PROBLEM DETAILS. Keep only the lines of the material below that contain the word "type". Copy those lines.

AVAILABLE DATA.
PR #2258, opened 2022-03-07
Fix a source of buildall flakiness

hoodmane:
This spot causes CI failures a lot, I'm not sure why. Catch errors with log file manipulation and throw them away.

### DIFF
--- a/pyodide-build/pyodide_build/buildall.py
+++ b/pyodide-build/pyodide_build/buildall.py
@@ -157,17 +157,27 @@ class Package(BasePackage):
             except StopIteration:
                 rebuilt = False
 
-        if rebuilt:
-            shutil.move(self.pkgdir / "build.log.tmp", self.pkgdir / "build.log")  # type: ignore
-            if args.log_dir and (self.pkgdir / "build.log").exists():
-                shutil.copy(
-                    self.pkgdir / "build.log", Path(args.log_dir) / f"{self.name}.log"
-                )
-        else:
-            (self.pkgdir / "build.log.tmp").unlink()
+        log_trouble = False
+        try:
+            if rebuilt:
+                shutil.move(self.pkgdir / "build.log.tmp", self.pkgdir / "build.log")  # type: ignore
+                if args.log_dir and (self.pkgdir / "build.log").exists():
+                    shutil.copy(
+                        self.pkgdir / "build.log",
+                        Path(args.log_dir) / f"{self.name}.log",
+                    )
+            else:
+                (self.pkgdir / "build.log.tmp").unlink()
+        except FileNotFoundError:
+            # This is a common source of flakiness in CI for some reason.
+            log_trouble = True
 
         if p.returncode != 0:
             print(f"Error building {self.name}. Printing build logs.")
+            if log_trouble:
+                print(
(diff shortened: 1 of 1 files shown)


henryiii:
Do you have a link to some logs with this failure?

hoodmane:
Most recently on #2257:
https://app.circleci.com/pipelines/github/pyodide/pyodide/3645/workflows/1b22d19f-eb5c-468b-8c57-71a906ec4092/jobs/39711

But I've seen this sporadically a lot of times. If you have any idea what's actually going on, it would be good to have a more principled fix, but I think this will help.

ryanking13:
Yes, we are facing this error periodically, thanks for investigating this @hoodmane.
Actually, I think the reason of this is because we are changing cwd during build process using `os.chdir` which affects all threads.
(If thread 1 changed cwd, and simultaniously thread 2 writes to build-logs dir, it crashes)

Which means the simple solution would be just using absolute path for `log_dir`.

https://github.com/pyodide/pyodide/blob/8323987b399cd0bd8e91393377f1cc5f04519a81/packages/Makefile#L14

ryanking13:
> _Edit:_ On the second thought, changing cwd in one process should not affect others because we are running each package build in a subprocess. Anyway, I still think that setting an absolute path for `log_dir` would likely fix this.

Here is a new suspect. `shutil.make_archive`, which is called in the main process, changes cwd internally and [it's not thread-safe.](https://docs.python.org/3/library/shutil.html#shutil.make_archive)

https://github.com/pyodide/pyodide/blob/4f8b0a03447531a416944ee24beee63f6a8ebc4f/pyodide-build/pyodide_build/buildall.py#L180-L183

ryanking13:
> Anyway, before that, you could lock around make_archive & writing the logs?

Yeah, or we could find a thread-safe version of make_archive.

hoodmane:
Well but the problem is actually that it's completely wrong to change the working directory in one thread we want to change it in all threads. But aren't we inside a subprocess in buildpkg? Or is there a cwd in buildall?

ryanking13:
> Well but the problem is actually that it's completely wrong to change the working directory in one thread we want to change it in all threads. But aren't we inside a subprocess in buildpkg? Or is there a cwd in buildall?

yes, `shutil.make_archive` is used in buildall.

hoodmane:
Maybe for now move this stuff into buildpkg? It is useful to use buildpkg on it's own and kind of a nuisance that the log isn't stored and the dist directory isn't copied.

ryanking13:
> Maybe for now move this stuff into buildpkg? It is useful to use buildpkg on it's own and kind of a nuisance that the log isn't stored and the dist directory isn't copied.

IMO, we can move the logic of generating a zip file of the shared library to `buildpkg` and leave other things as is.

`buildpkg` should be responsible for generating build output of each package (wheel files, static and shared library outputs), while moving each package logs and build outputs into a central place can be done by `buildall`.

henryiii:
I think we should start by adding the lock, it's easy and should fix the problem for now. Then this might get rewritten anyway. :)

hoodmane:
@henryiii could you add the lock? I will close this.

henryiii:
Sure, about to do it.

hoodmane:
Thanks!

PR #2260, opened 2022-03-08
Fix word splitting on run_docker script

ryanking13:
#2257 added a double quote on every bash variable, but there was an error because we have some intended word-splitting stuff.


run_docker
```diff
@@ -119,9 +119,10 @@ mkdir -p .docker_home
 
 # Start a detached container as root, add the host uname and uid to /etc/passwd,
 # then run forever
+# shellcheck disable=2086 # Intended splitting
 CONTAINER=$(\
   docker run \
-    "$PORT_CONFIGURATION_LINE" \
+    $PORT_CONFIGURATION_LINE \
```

* * *

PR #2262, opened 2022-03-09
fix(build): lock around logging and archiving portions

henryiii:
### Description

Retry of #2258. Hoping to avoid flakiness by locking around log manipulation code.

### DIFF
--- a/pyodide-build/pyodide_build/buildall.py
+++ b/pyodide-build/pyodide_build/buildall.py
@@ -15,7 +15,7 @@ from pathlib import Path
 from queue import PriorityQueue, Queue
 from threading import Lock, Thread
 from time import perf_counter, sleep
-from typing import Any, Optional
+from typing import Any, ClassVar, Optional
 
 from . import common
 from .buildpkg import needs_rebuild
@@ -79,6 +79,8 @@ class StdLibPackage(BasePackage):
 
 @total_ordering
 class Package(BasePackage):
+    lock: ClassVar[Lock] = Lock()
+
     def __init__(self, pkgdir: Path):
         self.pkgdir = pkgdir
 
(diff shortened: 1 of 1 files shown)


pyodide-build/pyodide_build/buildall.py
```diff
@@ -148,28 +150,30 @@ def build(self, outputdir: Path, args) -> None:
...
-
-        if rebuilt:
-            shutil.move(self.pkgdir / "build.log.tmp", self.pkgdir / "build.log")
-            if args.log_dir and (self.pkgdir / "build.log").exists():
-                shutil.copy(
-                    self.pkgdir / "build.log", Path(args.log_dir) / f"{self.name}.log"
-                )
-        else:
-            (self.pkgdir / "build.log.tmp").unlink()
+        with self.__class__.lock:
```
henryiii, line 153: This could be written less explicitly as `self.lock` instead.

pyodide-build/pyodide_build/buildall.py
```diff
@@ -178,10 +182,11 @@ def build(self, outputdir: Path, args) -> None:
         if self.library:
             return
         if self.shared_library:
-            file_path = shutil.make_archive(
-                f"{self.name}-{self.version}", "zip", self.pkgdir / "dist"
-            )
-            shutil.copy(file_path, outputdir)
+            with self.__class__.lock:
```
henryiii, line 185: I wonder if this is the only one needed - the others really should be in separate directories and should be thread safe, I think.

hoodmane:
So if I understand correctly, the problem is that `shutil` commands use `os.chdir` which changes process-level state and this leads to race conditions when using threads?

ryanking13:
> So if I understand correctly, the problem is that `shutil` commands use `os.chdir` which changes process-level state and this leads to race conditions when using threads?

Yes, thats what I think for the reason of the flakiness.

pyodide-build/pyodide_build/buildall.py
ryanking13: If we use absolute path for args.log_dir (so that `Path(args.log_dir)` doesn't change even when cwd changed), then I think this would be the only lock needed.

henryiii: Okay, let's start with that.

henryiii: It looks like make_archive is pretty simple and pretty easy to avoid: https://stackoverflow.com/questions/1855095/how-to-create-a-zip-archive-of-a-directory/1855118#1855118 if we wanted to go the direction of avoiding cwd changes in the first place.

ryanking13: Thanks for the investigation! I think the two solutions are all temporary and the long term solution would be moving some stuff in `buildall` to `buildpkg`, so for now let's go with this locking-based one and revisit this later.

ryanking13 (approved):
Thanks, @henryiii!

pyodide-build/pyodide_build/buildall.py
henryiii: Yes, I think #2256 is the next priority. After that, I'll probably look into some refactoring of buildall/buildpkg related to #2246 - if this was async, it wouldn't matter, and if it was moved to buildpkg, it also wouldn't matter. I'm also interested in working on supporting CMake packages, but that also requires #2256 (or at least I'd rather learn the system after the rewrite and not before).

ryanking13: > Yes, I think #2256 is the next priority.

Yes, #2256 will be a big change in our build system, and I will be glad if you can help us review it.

RESPONSE BOX.
-            shutil.move(self.pkgdir / "build.log.tmp", self.pkgdir / "build.log")  # type: ignore
+                shutil.move(self.pkgdir / "build.log.tmp", self.pkgdir / "build.log")  # type: ignore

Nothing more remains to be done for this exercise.